DATASET EXTRACT Block Start

PR #2451, opened 2018-07-20
[HHH-12842] Fix lazy loading for OneToOne associations

JWGmeligMeyling:
Suggested fix for: https://hibernate.atlassian.net/browse/HHH-12842

Todo: 
* ~Still waiting on full pass test results~
* The exact same approach should probably be applied to ManyToOne relations (currently using the `@NotFound(Ignore)` setting instead). I have a feeling that the solution should be more universal (perhaps a combination of the two).

### DIFF
--- a/hibernate-core/src/main/java/org/hibernate/type/OneToOneType.java
+++ b/hibernate-core/src/main/java/org/hibernate/type/OneToOneType.java
@@ -29,10 +29,11 @@ public class OneToOneType extends EntityType {
 	private final ForeignKeyDirection foreignKeyType;
 	private final String propertyName;
 	private final String entityName;
+	private final boolean isNullable;
 
 	/**
-	 * @deprecated Use {@link #OneToOneType(TypeFactory.TypeScope, String, ForeignKeyDirection, boolean, String, boolean, boolean, String, String)}
-	 *  instead.
+	 * @deprecated Use {@link #OneToOneType(TypeFactory.TypeScope, String, ForeignKeyDirection, boolean, String, boolean, boolean, boolean, String, String)}
+	 * instead.
 	 */
 	@Deprecated
 	public OneToOneType(
@@ -47,6 +48,11 @@ public class OneToOneType extends EntityType {
 		this( scope, referencedEntityName, foreignKeyType, uniqueKeyPropertyName == null, uniqueKeyPropertyName, lazy, unwrapProxy, entityName, propertyName );
 	}
 
+	/**
+	 * @deprecated Use {@link #OneToOneType(TypeFactory.TypeScope, String, ForeignKeyDirection, boolean, String, boolean, boolean, boolean, String, String)}
+	 * instead.
+	 */
+	@Deprecated
 	public OneToOneType(
 			TypeFactory.TypeScope scope,
 			String referencedEntityName,
@@ -57,10 +63,25 @@ public class OneToOneType extends EntityType {
 			boolean unwrapProxy,
 			String entityName,
 			String propertyName) {
+		this( scope, referencedEntityName, foreignKeyType, referenceToPrimaryKey, uniqueKeyPropertyName, lazy, unwrapProxy, foreignKeyType==ForeignKeyDirection.TO_PARENT, entityName, propertyName );
+	}
+
+	public OneToOneType(
+			TypeFactory.TypeScope scope,
+			String referencedEntityName,
+			ForeignKeyDirection foreignKeyType,
+			boolean referenceToPrimaryKey,
+			String uniqueKeyPropertyName,
+			boolean lazy,
+			boolean unwrapProxy,
+			boolean nullable,
+			String entityName,
+			String propertyName) {
 		super( scope, referencedEntityName, referenceToPrimaryKey, uniqueKeyPropertyName, !lazy, unwrapProxy );
 		this.foreignKeyType = foreignKeyType;
 		this.propertyName = propertyName;
 		this.entityName = entityName;
+		this.isNullable = nullable;
 	}
 
 	public OneToOneType(OneToOneType original, String superTypeEntityName) {
@@ -68,6 +89,7 @@ public class OneToOneType extends EntityType {
 		this.foreignKeyType = original.foreignKeyType;
 		this.propertyName = original.propertyName;
 		this.entityName = original.entityName;
+		this.isNullable = original.isNullable;
 	}
 
 	@Override
@@ -156,7 +178,7 @@ public class OneToOneType extends EntityType {
 
 	@Override
 	protected boolean isNullable() {
-		return foreignKeyType==ForeignKeyDirection.TO_PARENT;
+		return isNullable;
 	}
 
 	@Override
--- a/hibernate-core/src/main/java/org/hibernate/type/SpecialOneToOneType.java
+++ b/hibernate-core/src/main/java/org/hibernate/type/SpecialOneToOneType.java
@@ -27,7 +27,8 @@ import org.hibernate.engine.spi.SharedSessionContractImplementor;
 public class SpecialOneToOneType extends OneToOneType {
 	
 	/**
-	 * @deprecated Use {@link #SpecialOneToOneType(org.hibernate.type.TypeFactory.TypeScope, String, ForeignKeyDirection, boolean, String, boolean, boolean, String, String)} instead.
+	 * @deprecated Use {@link SpecialOneToOneType#SpecialOneToOneType(TypeFactory.TypeScope, String, ForeignKeyDirection, boolean, String, boolean, boolean, boolean, String, String)}
+	 * instead.
 	 */
 	@Deprecated
 	public SpecialOneToOneType(
@@ -41,7 +42,12 @@ public class SpecialOneToOneType extends OneToOneType {
 			String propertyName) {
 		this( scope, referencedEntityName, foreignKeyType, uniqueKeyPropertyName == null, uniqueKeyPropertyName, lazy, unwrapProxy, entityName, propertyName );
 	}
-	
+
+	/**
+	 * @deprecated Use {@link SpecialOneToOneType#SpecialOneToOneType(TypeFactory.TypeScope, String, ForeignKeyDirection, boolean, String, boolean, boolean, boolean, String, String)}
+	 * instead.
+	 */
+	@Deprecated
 	public SpecialOneToOneType(
 			TypeFactory.TypeScope scope,
 			String referencedEntityName,
@@ -52,7 +58,7 @@ public class SpecialOneToOneType extends OneToOneType {
 			boolean unwrapProxy,
 			String entityName,
 			String propertyName) {
-		super(
+		this(
 				scope,
 				referencedEntityName, 
 				foreignKeyType,
@@ -60,9 +66,35 @@ public class SpecialOneToOneType extends OneToOneType {
 				uniqueKeyPropertyName, 
 				lazy,
 				unwrapProxy,
+				foreignKeyType==ForeignKeyDirection.TO_PARENT,
 				entityName, 
 				propertyName
 			);
+	}
+
+	public SpecialOneToOneType(
+			TypeFactory.TypeScope scope,
+			String referencedEntityName,
+			ForeignKeyDirection foreignKeyType,
+			boolean referenceToPrimaryKey,
+			String uniqueKeyPropertyName,
+			boolean lazy,
+			boolean unwrapProxy,
+			boolean nullable,
+			String entityName,
+			String propertyName) {
+		super(
+				scope,
+				referencedEntityName,
+				foreignKeyType,
+				referenceToPrimaryKey,
+				uniqueKeyPropertyName,
+				lazy,
+				unwrapProxy,
+				nullable,
+				entityName,
+				propertyName
+		);
 	}
 
 	public SpecialOneToOneType(SpecialOneToOneType original, String superTypeEntityName) {
--- a/hibernate-core/src/test/java/org/hibernate/test/onetoone/lazy/LazyToOneTest.java
+++ b/hibernate-core/src/test/java/org/hibernate/test/onetoone/lazy/LazyToOneTest.java
@@ -1,0 +1,166 @@
+/*
+ * Hibernate, Relational Persistence for Idiomatic Java
+ *
+ * License: GNU Lesser General Public License (LGPL), version 2.1 or later.
+ * See the lgpl.txt file in the root directory or <http://www.gnu.org/licenses/lgpl-2.1.html>.
+ */
+package org.hibernate.test.onetoone.lazy;
+
+import org.hibernate.testing.TestForIssue;
+import org.hibernate.testing.junit4.BaseCoreFunctionalTestCase;
+import org.junit.Before;
+import org.junit.Test;
+
+import javax.persistence.CascadeType;
+import javax.persistence.Column;
+import javax.persistence.Entity;
+import javax.persistence.FetchType;
+import javax.persistence.GeneratedValue;
+import javax.persistence.Id;
+import javax.persistence.MapsId;
+import javax.persistence.OneToOne;
+import javax.persistence.PrimaryKeyJoinColumn;
+import javax.persistence.Table;
+import java.util.Date;
+
+import static org.hibernate.Hibernate.isInitialized;
+import static org.hibernate.testing.transaction.TransactionUtil.doInHibernate;
+import static org.junit.Assert.assertFalse;
+
+@TestForIssue(jiraKey = "HHH-12842")
+public class LazyToOneTest extends BaseCoreFunctionalTestCase {
+
+	@Override
+	protected Class<?>[] getAnnotatedClasses() {
+		return new Class<?>[] { Post.class, PostDetails.class };
+	}
+
+	@Before
+	public void setUp() throws Exception {
+		doInHibernate( this::sessionFactory, s -> {
+			Post post = new Post();
+			post.setDetails( new PostDetails() );
+			post.getDetails().setCreatedBy( "ME" );
+			post.getDetails().setCreatedOn( new Date() );
+			post.setTitle( "title" );
+			s.persist( post );
+		} );
+	}
+
+	@Test
+	public void testOneToOneLazyLoading() {
+		doInHibernate( this::sessionFactory, s -> {
+			PostDetails post = (PostDetails) s.createQuery( "select a from PostDetails a" ).getResultList().get( 0 );
+			assertFalse( isInitialized( post.post ) );
+		} );
+	}
+
+	@Entity(name = "PostDetails")
+	@Table(name = "post_details")
+	public static class PostDetails {
+
+		@Id
+		@GeneratedValue
+		private Long id;
+
+		@Column(name = "created_on")
+		private Date createdOn;
+
+		@Column(name = "created_by")
+		private String createdBy;
+
+		@MapsId
+		@OneToOne(fetch = FetchType.LAZY, mappedBy = "details", optional = false)
+		private Post post;
+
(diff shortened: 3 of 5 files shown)


hibernate-core/src/main/java/org/hibernate/type/OneToOneType.java
```diff
@@ -55,19 +56,22 @@ public OneToOneType(
...
 		this.entityName = entityName;
+		this.isNullable = nullable;
 	}
 
 	public OneToOneType(OneToOneType original, String superTypeEntityName) {
 		super( original, superTypeEntityName );
 		this.foreignKeyType = original.foreignKeyType;
 		this.propertyName = original.propertyName;
 		this.entityName = original.entityName;
+		this.isNullable = original.isNullable;
```
JWGmeligMeyling: Probably we should introduce yet another constructor for extensions?

hibernate-core/src/main/java/org/hibernate/type/OneToOneType.java
```diff
@@ -55,19 +56,22 @@ public OneToOneType(
 			String uniqueKeyPropertyName,
 			boolean lazy,
 			boolean unwrapProxy,
+			boolean nullable,
```
JWGmeligMeyling: https://github.com/hibernate/hibernate-orm/pull/2451

gsmet: Yes please follow the same pattern used for the deprecated constructor above.

hibernate-core/src/main/java/org/hibernate/type/SpecialOneToOneType.java
```diff
@@ -60,6 +61,7 @@ public SpecialOneToOneType(
 				uniqueKeyPropertyName, 
 				lazy,
 				unwrapProxy,
+				nullable,
```
gsmet: Same here about adding a deprecated constructor.

hibernate-core/src/test/java/org/hibernate/test/onetoone/lazy/LazyToOneTest.java
```diff
@@ -0,0 +1,169 @@
...
+    public void setUp() throws Exception {
+        doInHibernate( this::sessionFactory, s -> {
+            Post post = new Post();
+            post.setDetails(new PostDetails());
+            post.getDetails().setCreatedBy("ME");
+            post.getDetails().setCreatedOn(new Date());
+            post.setTitle("title");
+            s.persist(post);
+            s.flush();
+            s.clear();
```
gsmet: I don't think you need to flush() and clear(). Considering this init is specific to the test method, I would have moved it to the test method and would remove this setUp() altogether.

hibernate-core/src/test/java/org/hibernate/test/onetoone/lazy/LazyToOneTest.java
```diff
@@ -0,0 +1,169 @@
...
+import java.util.Date;
+
+import static org.hibernate.Hibernate.isInitialized;
+import static org.hibernate.testing.transaction.TransactionUtil.doInHibernate;
+import static org.junit.Assert.assertFalse;
+
+@TestForIssue(jiraKey = "HHH-12842")
+public class LazyToOneTest extends BaseCoreFunctionalTestCase {
+
+    private NegativeValueSequenceTest.PositiveTwoIncrementSize a;
```
gsmet: This looks like something coming from another test and not really useful here?

hibernate-core/src/test/java/org/hibernate/test/onetoone/lazy/LazyToOneTest.java
JWGmeligMeyling: Just wanted make sure that I would not get an actual object instead of the expected proxy because the entity was already in the session. But I think this can't happen anyway as both blocks use a different session.

JWGmeligMeyling:
Addressed the feedback 👍

hibernate-core/src/main/java/org/hibernate/type/OneToOneType.java
```diff
@@ -29,6 +29,7 @@
 	private final ForeignKeyDirection foreignKeyType;
 	private final String propertyName;
 	private final String entityName;
+	private final boolean isNullable;
 
 	/**
 	 * @deprecated Use {@link #OneToOneType(TypeFactory.TypeScope, String, ForeignKeyDirection, boolean, String, boolean, boolean, String, String)}
```
gsmet: This reference should be changed to to point to the new constructor. Otherwise you kinda cascade the deprecations :).

hibernate-core/src/main/java/org/hibernate/type/SpecialOneToOneType.java
```diff
@@ -41,7 +41,12 @@ public SpecialOneToOneType(
 			String propertyName) {
 		this( scope, referencedEntityName, foreignKeyType, uniqueKeyPropertyName == null, uniqueKeyPropertyName, lazy, unwrapProxy, entityName, propertyName );
 	}
-	
+
+	/**
+	 * @deprecated Use {@link SpecialOneToOneType#SpecialOneToOneType(TypeFactory.TypeScope, String, ForeignKeyDirection, boolean, String, boolean, boolean, boolean, String, String)}
```
gsmet: Please also update the pointer of the preexisting deprecated constructor.

gsmet:
@JWGmeligMeyling added 2 more minor comments. Overall, it looks good, I'll do a proper review later today or early next week.

JWGmeligMeyling:
@gsmet Just changed the last two links. 

Still wondering whether the same should be applied for the `ManyToOne` scenerio though. Had a brief chat with @sebersole regarding the current implementation that checks against `@NotFound(Ignore)` on Gitter. Still wondering if this behaviour should be extended to somehow check for the value for `optional` as well.

gsmet:
@JWGmeligMeyling let's deal with the first case first.

I checked out your PR, a few comments:
 * you should indent with tabs, not spaces and we have some special padding rules (e.g. `String result = method( parameter )`). I can fix them and amend your commits but if you plan on contributing often, https://github.com/hibernate/hibernate-ide-codestyles might help. We usually don't reformat existing code but your could reformat entirely your new test with these rules.
 * more importantly, your test doesn't fail even without the second commit. E.g. it fails with `@FailureExpected` as it succeeds. If you remove the annotation it just works.

JWGmeligMeyling:
Hmm for some reason I'm testing against ManyToOne types with isLogicalOneToOne=true... Let my try to get a mapping that properly shows the issue.

JWGmeligMeyling:
Issue seemed to be related to: https://github.com/hibernate/hibernate-orm/pull/2451/files#diff-9aca9167532201db74410e7b0094d4a1R1794 . Switching to `PrimaryKeyJoinColumn` in my test instead showed the issue.

JWGmeligMeyling:
Still debugging it a bit more as I find this behaviour rather odd

JWGmeligMeyling:
Updated the PR.

JWGmeligMeyling:
Thanks for pointing me to the style guide by the way, must have overlooked it while I was going through the CONTRIBUTING.md, and naively just focussed on the checkstyle to pass :)

JWGmeligMeyling:
Reformatted the testcase.

JWGmeligMeyling:
@gsmet I'll extend my PR so that we use the same approach for ManyToOne's too. I thought about similar logic to what you describe.

Regarding the MapsId, AFAIK either one of the entities must persist first to generate the id value used in both. I think in old Hibernate versions I've used some sort of ForeignKeyIdentifierGenerator (is that still around?), but `MapsId` seemed to do the trick as well. I am always struggling with properly mapping OneToOnes. It should work in a more conventional mapping as well.

JWGmeligMeyling:
@gsmet 

Quickly applying this patch for `ManyToOne` relations result in quite a lot of failing test cases. Now, this may be because I haven't covered all cases yet (I didn't cover the ManyToOne binding in the `ModelBinder` and `CollectionBinding` yet, as I don't have quick access to optionality), but after a  quick look through the test failures, this seems to be related to "null" values being inserted in to what are now seen as "non-nullable" columns.

I think there is a subtle difference between "nullability" and "optionality/proxyability" (and the FK direction and "ignore-ability" that were used before for that fact). I think `isNullable` is a poor naming, because the method appears to be used differently in various scenarios, and appears to have a different meaning between the `org.hibernate.type.ManyToOneType` and `org.hibernate.mapping.ManyToOne` classes.

Now I am starting to be afraid that the same problems are applicable to OneToOne's, its just that they perhaps are poorly tested...

I'll keep debugging the failing tests and keep you informed about my process, but any suggestion as to how to proceed with the "redefinition" of the `isNullable` method (and its counterparts and potential new API additions) is very appreciated.

JWGmeligMeyling:
I've done some more research and I've found some surprising results:

- In the legacy implementation no such notion as `optional` existed
- There however was `constrained` for `one-to-one` relations, which indicates that a foreign key linking to the primary key of the associated entity should exist.

From "Java Persistence with Hibernate" (C. Bauer and G. King):

> The foreign key constraint means that a user [associated entity in the example] has to exist for a particular shipping address [association owner in this example], so a proxy can be enabled without hitting the database. Without this constraint, Hibernate has to hit the database to find out if there is a  user for the address; the proxy would then be redundant. (ch. 7, p. 280)

I think in modern Hibernate, `constrained="true"` is more or less assumed for owned associations, as I have observed hbm2ddl creating foreign key constraints by default. Also I don't see the JPA specification use `@ForeignKey` annotations in any example showing an association that is lazy-loaded. Nowhere the specification mentions that a `@ForeignKey` annotation would be required for lazy loading. So why was `constrained` ever required anyway? The documentation of the `@NotFound` annotation and its values `NotFoundAction` may shine some light on this:

>  Possible actions when an associated entity is not found in the database.  Often seen with "legacy" foreign-key schemes which do not use `NULL` to indicate a missing reference, instead using a "magic value".
> Emmanuel Bernard

This also explains the comments Steve made on Gitter, explaining why the "proxy-ability" of `ManyToOne` relations was based on the `@NotFound(Ignore.class)` annotation being absent:

> `@NotFound(Ignore)` means it cannot be proxied
> `@NotFound(Ignore)` means even though Hibernate sees a "valid" (non-null) FK value that might still not equate to an associated row
> we use the null / not-null state to decide whether to build the proxy

The handling for `@NotFound` was never ported to `OneToOne` relations. It seems it never existed in legacy (I don't see a `not-found` attribute for `one-to-one` in the hbm definition), and it's certainly missing now as the logic for handling the `@NotFound` annotation in `OneToOneType` is also missing. This also makes sense, because there is no need for backwards compatibility, and it seems we're moving in the direction of presuming `constrained="true"` anyway, which eliminates the purpose of the `@NotFound` annotation. This also explains the disparity between `OneToOneType#isNullable()` and `ManyToOneType#isNullable()`.

With this in mind, lets have another look at what these methods are supposed to do.

`ManyToOneType#isNullable()` implements `EntityType#isNullable` which is solely used in `EntityType#resolveIdentifier` and passed to `SharedSessionContractImplementor.internalLoad` as indicator whether a proxy may be created, or whether a row should exists and how to handle an empty result. It indicates whether a `null` value is allowed *provided a non-null identifier*. Emphasis added here because the latter caused some confusion to me personally. For example: it is completely irrelevant to check for the optionality of the association or nullability of its join columns here. For an empty optional association the result set would simply contain a `null` value for the foreign key, and not even attempt to create a proxy. In conclusion: `ManyToOne` associations work perfectly fine, with lazy and and all. So what changed in the scenario of the `OneToOne` association here?

`OneToOneType#isNullable()` implements  `EntityType#isNullable` as well, and does so by checking whether the foreign key type equals `TO_PARENT`. I.e. this effectively translates to: "do not proxy / lazy load the one to one relation if this association has a foreign key from child to parent." This sounds a bit like a workaround to me, but I think the idea here is to only proxy the "owned" side of the `OneToOne` association. I'm still not sure as to how this is a relevant check, because as mentioned above, at this time, we already assume that we possess a non-null FK value which is constrained. More on that later.

This foreign key type is set in `OneToOneSecondPass#doSecondPass(Map)` which is the very piece of code changed as part of the fix for [HHH-9460](https://github.com/hibernate/hibernate-orm/commit/2bfe30009c15ea59c587d11714d4be78b14f9ad9#diff-6af8d09ecfe77b1855d03b0ebc37fc28R97).

```diff
diff --git a/hibernate-core/src/main/java/org/hibernate/cfg/OneToOneSecondPass.java b/hibernate-core/src/main/java/org/hibernate/cfg/OneToOneSecondPass.java
index 1859f5586d..30d8a1b17e 100644
--- a/hibernate-core/src/main/java/org/hibernate/cfg/OneToOneSecondPass.java
+++ b/hibernate-core/src/main/java/org/hibernate/cfg/OneToOneSecondPass.java
@@ -8,7 +8,6 @@ package org.hibernate.cfg;

 import java.util.Iterator;
 import java.util.Map;
-
 import javax.persistence.ConstraintMode;

 import org.hibernate.AnnotationException;
@@ -92,12 +91,19 @@ public class OneToOneSecondPass implements SecondPass {
 		value.setCascadeDeleteEnabled( cascadeOnDelete );
 		//value.setLazy( fetchMode != FetchMode.JOIN );

-		if ( !optional ) value.setConstrained( true );
-		value.setForeignKeyType(
-				value.isConstrained()
-						? ForeignKeyDirection.FROM_PARENT
-						: ForeignKeyDirection.TO_PARENT
-		);
+		if ( !optional ) {
+			value.setConstrained( true );
+		}
+		if ( value.isReferenceToPrimaryKey() ) {
+			value.setForeignKeyType( ForeignKeyDirection.TO_PARENT );
+		}
+		else {
+			value.setForeignKeyType(
+					value.isConstrained()
+							? ForeignKeyDirection.FROM_PARENT
+							: ForeignKeyDirection.TO_PARENT
+			);
+		}
 		PropertyBinder binder = new PropertyBinder();
 		binder.setName( propertyName );
 		binder.setValue( value );
```

In other words, `constrained` (which currently means `non-optional`, and I think incorrectly does so) one-to-one associations that reference a primary key, used to have `ForeignKeyDirection.FROM_PARENT` but now get `ForeignKeyDirection.TO_PARENT`, which causes `isNullable` to return true and prevents lazy loading to occur for the association.

Regardless of whether it is correct to decide nullability based on the ForeignKeyDirection, let's first get some more feeling for what this value actually should be, as there seems to be some undecidability about its definition for one-to-one associations.

The foreign key direction is for example used in ordering insert and delete statements.
For example, the foreignKeyDirection for `ManyToOneType` is always `FROM_PARENT`, because it is itself the owner of the association,
and therefore must be deleted prior to the deletion of the orphaned associations, or persisted after the persisting of the associations.

With this idea in mind, it can be easily observed what the problem is with the snippet above: simply because a value is a reference to the primary key, is not sufficient enough to decide which side owns the association. In fact, both sides of the association can
be the identifier, and this does in fact causes problems as reported in [HHH-12436](https://hibernate.atlassian.net/browse/HHH-12436), which is also a regression introduced with HHH-9460.

And in fact, the code proposed in #2226 to resolve HHH-12436 changes the logic to determine the foreign key direction based on
the owning side of the association:

```diff
diff --git a/hibernate-core/src/main/java/org/hibernate/cfg/AnnotationBinder.java b/hibernate-core/src/main/java/org/hibernate/cfg/AnnotationBinder.java
index b819e699dd..9db6a6b4bf 100644
--- a/hibernate-core/src/main/java/org/hibernate/cfg/AnnotationBinder.java
+++ b/hibernate-core/src/main/java/org/hibernate/cfg/AnnotationBinder.java
@@ -161,6 +161,7 @@ import org.hibernate.mapping.SingleTableSubclass;
 import org.hibernate.mapping.Subclass;
 import org.hibernate.mapping.ToOne;
 import org.hibernate.mapping.UnionSubclass;
+import org.hibernate.type.ForeignKeyDirection;
 
 import static org.hibernate.internal.CoreLogging.messageLogger;
 
@@ -3135,6 +3136,10 @@ public final class AnnotationBinder {
 				}
 			}
 		}
+		ForeignKeyDirection foreignKeyDirection = !BinderHelper.isEmptyAnnotationValue( mappedBy )
+				? ForeignKeyDirection.TO_PARENT
+				: ForeignKeyDirection.FROM_PARENT;
+
 		if ( trueOneToOne || mapToPK || !BinderHelper.isEmptyAnnotationValue( mappedBy ) ) {
 			//is a true one-to-one
 			//FIXME referencedColumnName ignored => ordering may fail.
@@ -3150,7 +3155,8 @@ public final class AnnotationBinder {
 					optional,
 					cascadeStrategy,
 					joinColumns,
-					context
+					context,
+					foreignKeyDirection
 			);
 			if ( inSecondPass ) {
 				secondPass.doSecondPass( context.getMetadataCollector().getEntityBindingMap() );
```

Which seems to be a much more solid implementation. And in fact, when I cherry-pick 97dad2816cb9a637f33f78bc250a7adf24d4299d on top of my branch, the test is fixed. Unfortunately, the fix introduces some new problems, as brought up by @gbadner in #2226:

> I debugged ForeignGeneratorViaMapsIdTest and found out why the association is loaded by a separate query.
> This test has a unidirectional one-to-one association that shares the primary key column.
> 
> ```java
> @entity
> public class MedicalHistory implements Serializable {
> @id
> Integer id;
> 
> @MapsId
> @JoinColumn(name = "patient_id")
> @OneToOne
> Person patient;
> }
> ```
> 
> Before the PR is applied, the foreign key direction for the association is `ForeignKeyDirection.TO_PARENT`, which is obviously incorrect.
> After the PR is applied, the foreign key direction for the association is `ForeignKeyDirection.FROM_PARENT`, which is correct.
> 
> When the EntityReturn for MedicalHistory is built, its AssociationKey is registered by   `AbstractLoadPlanBuildingAssociationVisitationStrategy#startingEntity`, which is the entity table and primary key for `MedicalHistory`.
> 
> Later, the `AssociationKey` for `MedicalHistory#patient` is registered by `EntityBasedAssociationAttribute#getAssociationKey`.
> 
> Before the PR is applied, the AssociationKey will be the entity table and column for the associated entity (Person) because the association has the incorrect ForeignKeyDirection. Because Hibernate does not detect a duplicated `AssociationKey`, an `EntityFetch` is ultimately added to the EntityReturn. As a result, the SQL statement generated will include what is needed to fetch both the `MedicalHistory` and its association (`#patient`).
> 
> After the PR is applied, the association's AssociationKey will be the same table and column name as was previously registered for `MedicalHistory` (because they share the same column). Hibernate determines that it is a "duplicate" `AssociationKey`, so an `EntityFetch` for the association is not generated. Instead, the SQL statement generated will only load `MedicalHistory`. Because the association is non-lazy, it gets loaded by a second query.
> 
> Some change needs to be made so that an EntityFetch gets added when the association uses the primary key(s).

In conclusion, I think we can say the following:

* The code proposed in this pull request is of no use. The code is based on some wrong assumptions on what `isNullable` is supposed to do.
* I think `isNullable` should be renamed to clearly describe its intent and expected use
* I think we should either deprecate `@NotFound`, or implement it for `@OneToOne` associations as well. (If its not applicable there, I am really wondering why?)
* The fix #2226 for HHH-12436 properly implements `getForeignKeyDirection` and uses the `constrained` value for `OneToOneType#isNullable()`, which fixes the issue I tried to resolve here ((HHH-12842)[https://hibernate.atlassian.net/browse/HHH-12842]). I hope that we can very resolve the fetch issues in that branch and merge #2226.
* If there's no change in getting the fix for HHH-12436 and HHH-12842 in time, please consider reverting https://github.com/hibernate/hibernate-orm/commit/2bfe30009c15ea59c587d11714d4be78b14f9ad9 so that at least both regressions are resolved.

DATASET EXTRACT Block End

• **EXERCISE AIM**
Produce only the lines from the line containing "I've done some" through the line containing "(C. Bauer and", inclusive of both, exactly as they stand in the entries above.

• **TASK SOLUTION**
I've done some more research and I've found some surprising results:

- In the legacy implementation no such notion as `optional` existed
- There however was `constrained` for `one-to-one` relations, which indicates that a foreign key linking to the primary key of the associated entity should exist.

From "Java Persistence with Hibernate" (C. Bauer and G. King):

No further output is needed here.